#### Your goal
Each line of the entries below that includes "supported" belongs in your answer.

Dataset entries
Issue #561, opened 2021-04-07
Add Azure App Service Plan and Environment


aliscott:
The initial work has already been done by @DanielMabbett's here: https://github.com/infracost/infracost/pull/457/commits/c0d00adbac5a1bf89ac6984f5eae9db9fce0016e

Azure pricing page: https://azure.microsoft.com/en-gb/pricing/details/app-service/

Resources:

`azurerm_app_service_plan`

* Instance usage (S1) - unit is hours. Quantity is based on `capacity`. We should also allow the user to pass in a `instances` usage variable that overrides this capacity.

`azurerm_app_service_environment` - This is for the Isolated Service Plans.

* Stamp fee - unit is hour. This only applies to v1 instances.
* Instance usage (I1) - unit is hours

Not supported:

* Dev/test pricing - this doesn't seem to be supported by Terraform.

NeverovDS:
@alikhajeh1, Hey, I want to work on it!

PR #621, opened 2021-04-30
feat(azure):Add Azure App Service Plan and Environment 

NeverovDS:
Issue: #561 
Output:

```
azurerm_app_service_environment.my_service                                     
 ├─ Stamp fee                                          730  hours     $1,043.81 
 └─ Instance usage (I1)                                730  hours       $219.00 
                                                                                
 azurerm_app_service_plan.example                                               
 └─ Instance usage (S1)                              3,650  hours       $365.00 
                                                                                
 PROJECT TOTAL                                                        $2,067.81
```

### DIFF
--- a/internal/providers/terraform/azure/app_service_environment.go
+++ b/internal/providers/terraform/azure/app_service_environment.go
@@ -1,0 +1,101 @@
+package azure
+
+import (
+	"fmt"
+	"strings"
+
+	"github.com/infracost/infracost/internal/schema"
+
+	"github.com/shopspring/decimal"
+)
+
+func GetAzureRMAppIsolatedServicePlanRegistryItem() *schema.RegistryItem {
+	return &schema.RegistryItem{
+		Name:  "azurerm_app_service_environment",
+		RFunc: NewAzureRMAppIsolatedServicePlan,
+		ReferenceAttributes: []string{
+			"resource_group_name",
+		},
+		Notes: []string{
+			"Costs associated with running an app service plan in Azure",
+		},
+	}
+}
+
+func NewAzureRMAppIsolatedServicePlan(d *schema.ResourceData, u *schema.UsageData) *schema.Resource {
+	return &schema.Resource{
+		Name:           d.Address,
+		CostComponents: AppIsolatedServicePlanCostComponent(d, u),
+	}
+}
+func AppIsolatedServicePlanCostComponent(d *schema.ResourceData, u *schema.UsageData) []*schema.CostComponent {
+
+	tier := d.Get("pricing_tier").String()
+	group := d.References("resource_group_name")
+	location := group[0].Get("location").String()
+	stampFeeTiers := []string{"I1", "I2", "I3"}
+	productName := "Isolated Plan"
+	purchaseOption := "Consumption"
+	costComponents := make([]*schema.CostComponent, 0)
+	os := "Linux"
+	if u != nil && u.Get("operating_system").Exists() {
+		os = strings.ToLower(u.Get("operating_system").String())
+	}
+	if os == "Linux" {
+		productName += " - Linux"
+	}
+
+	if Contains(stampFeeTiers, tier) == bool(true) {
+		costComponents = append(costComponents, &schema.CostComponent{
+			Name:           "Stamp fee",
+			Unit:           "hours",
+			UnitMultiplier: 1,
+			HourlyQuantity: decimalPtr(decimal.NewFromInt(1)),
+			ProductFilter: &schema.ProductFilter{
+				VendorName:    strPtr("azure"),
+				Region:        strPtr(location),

#### Answer to this exercise
Not supported:
* Dev/test pricing - this doesn't seem to be supported by Terraform.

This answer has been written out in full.